While the Sioux Falls Police Department chases chimeras that allegedly assault their officers in city parks, in many other police departments across the nation, law enforcement has seemingly declared war on the citizens they are supposed to protect.

Since the federal government doesn’t keep statistics on how many unarmed people are killed each year by law enforcement, it’s difficult to come up with a definitive number.

Gawker Media quotes a NAACP study that says at least 76 unarmed people of color have been killed by law enforcement between 1999 and 2014. Another study puts the number of people killed by law enforcement for all reasons—justified or unjustified—at 627 killed in 2014 and 156 killed so far this year. USA Today reports that the number of civilians killed by law enforcement is about 400 per year.

Meanwhile, the National Law Enforcement Officers Memorial Fund says 117 law officers died in the line of duty.

Whatever the numbers, they are too many. Too many civilians, too many cops dead.

It’s easy to say the cops have a tough job. They do. But their first job is to protect society and not their blue brotherhood. And our Founding Fathers knew that the power of the state—which is typically exercised through the police—must be checked.

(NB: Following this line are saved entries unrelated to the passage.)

PR #72, opened 2022-11-04
Split two ranges to read messages if offsetInFileOfOldestMessage > offsetInFileAtEndOfNewestMessage to avoid possible loop

jianjunwoo:
My concern is there is still this line of code: [`try reader.seek(to: FileHeader.expectedEndOfHeaderInFile)` ](https://github.com/dfed/CacheAdvance/pull/66/files#diff-90b1f5431bb05caf1445ee7ee42e2a66b2bfb2e6fad63f3266cace6cd1389fd6L68), which keeps the possibility to run into an infinite loop. 

Thus, I have a thought to fix this for `shouldOverwriteOldMessages` true | false without the seek back action in this func. 

1. When `shouldOverwriteOldMessages` is true and new_offset < old_offset , split the reader by two ranges according old message offset, new message offset. 
    1.1 Range 1 would be : from old message offset to file end.
    1.2 Range 2 would be: from top to newest offset
2. When `shouldOverwriteOldMessages` is false,  the reader read from top to end.
3. Both of the above situations, we never seek back for next read which can guarantee there is no loop.

@dfed  @bachand

### DIFF
--- a/CacheAdvance.podspec
+++ b/CacheAdvance.podspec
@@ -1,6 +1,6 @@
 Pod::Spec.new do |s|
   s.name     = 'CacheAdvance'
-  s.version  = '1.2.3'
+  s.version  = '1.2.5'
   s.license  = 'Apache License, Version 2.0'
   s.summary  = 'A performant cache for logging systems. CacheAdvance persists log events 30x faster than SQLite.'
   s.homepage = 'https://github.com/dfed/CacheAdvance'
--- a/CacheAdvance.podspec
+++ b/CacheAdvance.podspec
@@ -1,6 +1,6 @@
 Pod::Spec.new do |s|
   s.name     = 'CacheAdvance'
-  s.version  = '1.2.4'
+  s.version  = '1.2.3'
   s.license  = 'Apache License, Version 2.0'
   s.summary  = 'A performant cache for logging systems. CacheAdvance persists log events 30x faster than SQLite.'
   s.homepage = 'https://github.com/dfed/CacheAdvance'
--- a/Sources/CacheAdvance/CacheAdvance.swift
+++ b/Sources/CacheAdvance/CacheAdvance.swift
@@ -47,9 +47,7 @@ public final class CacheAdvance<T: Codable> {
         self.init(
             fileURL: fileURL,
             writer: try FileHandle(forWritingTo: fileURL),
-            reader: try CacheReader(
-                forReadingFrom: fileURL,
-                maximumBytes: maximumBytes),
+            reader: try CacheReader(forReadingFrom: fileURL),
             header: try CacheHeaderHandle(
                 forReadingFrom: fileURL,
                 maximumBytes: maximumBytes,
--- a/Sources/CacheAdvance/CacheAdvance.swift
+++ b/Sources/CacheAdvance/CacheAdvance.swift
@@ -170,10 +170,28 @@ public final class CacheAdvance<T: Codable> {
         try header.checkFile()
 
         var messages = [T]()
-        while let encodedMessage = try reader.nextEncodedMessage() {
-            messages.append(try decoder.decode(T.self, from: encodedMessage))
-        }
+        // There is only one range: | `offsetInFileOfOldestMessage` -> `offsetInFileAtEndOfNewestMessage`|
+        if reader.offsetInFileOfOldestMessage < reader.offsetInFileAtEndOfNewestMessage {
+            for encodedMessage in try reader.encodedMessagesFromOffset(reader.offsetInFileOfOldestMessage,
+                                                                       endOffset: reader.offsetInFileAtEndOfNewestMessage) {
+                messages.append(try decoder.decode(T.self, from: encodedMessage))
+            }
+        } else {
+            // In this case, the messages could be split to two ranges
+            // | First Range | (GAP: ignore) | Second Range |
 
+            // This is second range: | `offsetInFileOfOldestMessage` -> EOF |
+            for encodedMessage in try reader.encodedMessagesFromOffset(reader.offsetInFileOfOldestMessage) {
+                messages.append(try decoder.decode(T.self, from: encodedMessage))
+            }
+
+            // This is first range: | `expectedEndOfHeaderInFile` -> `offsetInFileAtEndOfNewestMessage`|
+            for encodedMessage in try reader.encodedMessagesFromOffset(
+                FileHeader.expectedEndOfHeaderInFile,
+                endOffset: reader.offsetInFileAtEndOfNewestMessage) {
+                messages.append(try decoder.decode(T.self, from: encodedMessage))
+            }
+        }
         // Now that we've read all messages, seek back to the oldest message.
         try reader.seekToBeginningOfOldestMessage()
 
--- a/Sources/CacheAdvance/CacheReader.swift
+++ b/Sources/CacheAdvance/CacheReader.swift
@@ -41,15 +41,24 @@ final class CacheReader {
         reader.offsetInFile
     }
 
-    /// Returns the next encodable message, seeking to the beginning of the next message.
-    func nextEncodedMessage(previousReadWasEmpty: Bool = false) throws -> Data? {
-        let startingOffset = offsetInFile
-
-        guard startingOffset != offsetInFileAtEndOfNewestMessage else {
-            // We're at the last message.
-            return nil
+    /// Returns the encodable messages in a range
+    func encodedMessagesFromOffset(_ startOffset: UInt64, endOffset: UInt64? = nil) throws -> [Data] {
+        var encodedMessages = [Data]()
+        try reader.seek(to: startOffset)
+        while let data = try nextEncodedMessage() {
+            encodedMessages.append(data)
+            if let endOffset, offsetInFile >= endOffset {
+                break
+            }
         }
+        if let endOffset, offsetInFile != endOffset {
+            throw CacheAdvanceError.fileCorrupted
+        }
+        return encodedMessages
+    }
 
+    /// Returns the next encodable message, seeking to the beginning of the next message.
+    func nextEncodedMessage() throws -> Data? {
         switch try nextEncodedMessageSpan() {
         case let .span(messageLength):
             let message = try reader.readDataUp(toLength: Int(messageLength))
@@ -60,15 +69,7 @@ final class CacheReader {
             return message
 
         case .emptyRead:
-            guard !previousReadWasEmpty else {
-                // If the previous read was also empty, then the file has been corrupted.
-                throw CacheAdvanceError.fileCorrupted
-            }
-            // We know the next message is at the end of the file header. Let's seek to it.
-            try reader.seek(to: FileHeader.expectedEndOfHeaderInFile)
-
-            // We know there's a message to read now that we're at the start of the file.
-            return try nextEncodedMessage(previousReadWasEmpty: true)
+            return nil
 
         case .invalidFormat:
             throw CacheAdvanceError.fileCorrupted
--- a/Sources/CacheAdvance/CacheReader.swift
+++ b/Sources/CacheAdvance/CacheReader.swift
@@ -23,12 +23,9 @@ final class CacheReader {
 
     /// Creates a new instance of the receiver.
     ///
-    /// - Parameters:
-    ///   - file: The file URL indicating the desired location of the on-disk store. This file should already exist.
-    ///   - maximumBytes: The maximum size of the cache, in bytes.
-    init(forReadingFrom file: URL, maximumBytes: Bytes) throws {
+    /// - Parameter file: The file URL indicating the desired location of the on-disk store. This file should already exist.
+    init(forReadingFrom file: URL) throws {
         reader = try FileHandle(forReadingFrom: file)
-        self.maximumBytes = maximumBytes
     }
 
     deinit {
@@ -45,7 +42,7 @@ final class CacheReader {
     }
 
     /// Returns the next encodable message, seeking to the beginning of the next message.
-    func nextEncodedMessage() throws -> Data? {
+    func nextEncodedMessage(previousReadWasEmpty: Bool = false) throws -> Data? {
         let startingOffset = offsetInFile
 
         guard startingOffset != offsetInFileAtEndOfNewestMessage else {
@@ -55,18 +52,6 @@ final class CacheReader {
 
         switch try nextEncodedMessageSpan() {
         case let .span(messageLength):
-            // Check our assumptions before we try to read the message.
-            let endOfMessage = startingOffset + UInt64(MessageSpan.storageLength) + UInt64(messageLength)
-            let startingOffsetIsBeforeEndOfNewestMessageAndDoesNotExceedEndOfNewestMessage = startingOffset < offsetInFileAtEndOfNewestMessage && endOfMessage <= offsetInFileAtEndOfNewestMessage
-            let startingOffsetIsAfterEndOfNewestMessageAndDoesNotExceedEndOfFile = offsetInFileAtEndOfNewestMessage < startingOffset && endOfMessage <= maximumBytes
-            guard
-                startingOffsetIsBeforeEndOfNewestMessageAndDoesNotExceedEndOfNewestMessage
-                    || startingOffsetIsAfterEndOfNewestMessageAndDoesNotExceedEndOfFile
-            else {
-                // The offsetInFileAtEndOfNewestMessage is incorrect. This likely occured due to a crash when writing our header file.
-                throw CacheAdvanceError.fileCorrupted
-            }
-
             let message = try reader.readDataUp(toLength: Int(messageLength))
             guard message.count > 0 else {
                 throw CacheAdvanceError.fileCorrupted
@@ -75,16 +60,15 @@ final class CacheReader {
             return message
 
         case .emptyRead:
-            guard offsetInFileAtEndOfNewestMessage < startingOffset else {
-                // We started reading before the offset of the end of the newest message, therefore we expected a message to be read. We instead read an empty space, meaning that the file is corrupt.
+            guard !previousReadWasEmpty else {
+                // If the previous read was also empty, then the file has been corrupted.
                 throw CacheAdvanceError.fileCorrupted
             }
-
             // We know the next message is at the end of the file header. Let's seek to it.
             try reader.seek(to: FileHeader.expectedEndOfHeaderInFile)
 
             // We know there's a message to read now that we're at the start of the file.
-            return try nextEncodedMessage()
+            return try nextEncodedMessage(previousReadWasEmpty: true)
 
         case .invalidFormat:
             throw CacheAdvanceError.fileCorrupted
@@ -132,7 +116,6 @@ final class CacheReader {
     }
 
     private let reader: FileHandle
-    private let maximumBytes: Bytes
 
 }
 
--- a/Tests/CacheAdvanceTests/CacheAdvanceTests.swift
+++ b/Tests/CacheAdvanceTests/CacheAdvanceTests.swift
@@ -96,114 +96,31 @@ final class CacheAdvanceTests: XCTestCase {
         XCTAssertEqual(messages, [])
     }
 
-    func test_messages_whenOffsetInFileAtEndOfNewestMessageIsBeyondEndOfNewestMessageButBeforeEndOfFile_throwsFileCorrupted() throws {
-        let message: TestableMessage = "This is a test"
-        let requiredByteCount = try self.requiredByteCount(for: [message])
-        let maximumBytes = requiredByteCount + 2
+    func test_messages_throwsFileCorruptedWhenOffsetInFileAtEndOfNewsetMessageOutOfSync() throws {
+        let randomHighValue: UInt64 = 10_1000
         let header = try CacheHeaderHandle(
             forReadingFrom: testFileLocation,
-            maximumBytes: maximumBytes,
+            maximumBytes: randomHighValue,
             overwritesOldMessages: true)
+        let cache = CacheAdvance<TestableMessage>(
+            fileURL: testFileLocation,
+            writer: try FileHandle(forWritingTo: testFileLocation),
+            reader: try CacheReader(forReadingFrom: testFileLocation),
+            header: try CacheHeaderHandle(
+                forReadingFrom: testFileLocation,
+                maximumBytes: header.maximumBytes,
+                overwritesOldMessages: header.overwritesOldMessages),
+            decoder: JSONDecoder(),
+            encoder: JSONEncoder())
 
-        func makeCache() throws -> CacheAdvance<TestableMessage> {
-            return CacheAdvance<TestableMessage>(
-                fileURL: testFileLocation,
-                writer: try FileHandle(forWritingTo: testFileLocation),
-                reader: try CacheReader(
-                    forReadingFrom: testFileLocation,
-                    maximumBytes: maximumBytes),
-                header: header,
-                decoder: JSONDecoder(),
-                encoder: JSONEncoder())
-        }
-        let writingCache = try makeCache()
-        try writingCache.append(message: message)
-
-        // Make the file corrupted by setting the offset at end of newest message to be further in the file.
-        // This could happen if a crash occurred during a write of `header.offsetInFileAtEndOfNewestMessage` on a big-endian device.
-        // Big-endian devices write the most significant digits first, meaning that if we were offsetInFileAtEndOfNewestMessage from 00001010 to 00010000, it would be possible to crash with the following bytes written to disk: 00011010.
-        // The 00011010 value is a larger value what we intended to write, which would lead to file corruption.
+        // Make sure the header data is persisted before we read it as part of the `messages()` call below.
+        try header.synchronizeHeaderData()
+        // Our file is empty. Make the file corrupted by setting the offset at end of newest message to be further in the file.
+        // This should never happen, but past versions of this repo could lead to a file having this kind of inconsistency if a crash occurred at the wrong time.
         try header.updateOffsetInFileAtEndOfNewestMessage(
-            to: requiredByteCount + 1)
+            to: FileHeader.expectedEndOfHeaderInFile + 1)
 
-        // Create a new cache instance that uses the corrupted data persisted to disk
-        let corruptedReadingCache = try makeCache()
-
-        XCTAssertThrowsError(try corruptedReadingCache.messages()) {
-            XCTAssertEqual($0 as? CacheAdvanceError, CacheAdvanceError.fileCorrupted)
-        }
-    }
-
-    func test_messages_whenOffsetInFileAtEndOfNewestMessageIsBeyondEndOfFile_throwsFileCorrupted() throws {
-        let message: TestableMessage = "This is a test"
-        let maximumBytes = try requiredByteCount(for: [message])
-        let header = try CacheHeaderHandle(
-            forReadingFrom: testFileLocation,
-            maximumBytes: maximumBytes,
-            overwritesOldMessages: true)
-
-        func makeCache() throws -> CacheAdvance<TestableMessage> {
-            return CacheAdvance<TestableMessage>(
-                fileURL: testFileLocation,
-                writer: try FileHandle(forWritingTo: testFileLocation),
-                reader: try CacheReader(
-                    forReadingFrom: testFileLocation,
-                    maximumBytes: maximumBytes),
-                header: header,
-                decoder: JSONDecoder(),
-                encoder: JSONEncoder())
-        }
-        let writingCache = try makeCache()
-        try writingCache.append(message: message)
-
-        // Make the file corrupted by setting the offset at end of newest message to be further in the file.
-        // This could happen if a crash occurred during a write of `header.offsetInFileAtEndOfNewestMessage` on a big-endian device.
-        // Big-endian devices write the most significant digits first, meaning that if we were offsetInFileAtEndOfNewestMessage from 00001010 to 00010000, it would be possible to crash with the following bytes written to disk: 00011010.
-        // The 00011010 value is a larger value what we intended to write, which would lead to file corruption.
-        try header.updateOffsetInFileAtEndOfNewestMessage(
-            to: header.offsetInFileAtEndOfNewestMessage + 1)
-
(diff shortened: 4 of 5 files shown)


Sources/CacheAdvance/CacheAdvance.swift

Hence, we have the Bill of Rights, and in particular, the Fourth, Fifth, Sixth and Eighth Amendments to make sure our rights—not the governments’, not the cops’—are fully protected in the criminal justice system.

When the cops act lawlessly as they have in Ferguson, North Charleston, New York, Baltimore and elsewhere, should it then come as a surprise that others act lawlessly too?

None other than Pope Paul VI said, “If you want peace work for justice.” Unfortunately, America is caught in the reverse: when there is no justice there is no peace. That’s why people are mad in Baltimore this week. Perhaps the cops should think of that before they shoot the next fleeing unarmed black man in the back or throw them into the back of a paddy wagon.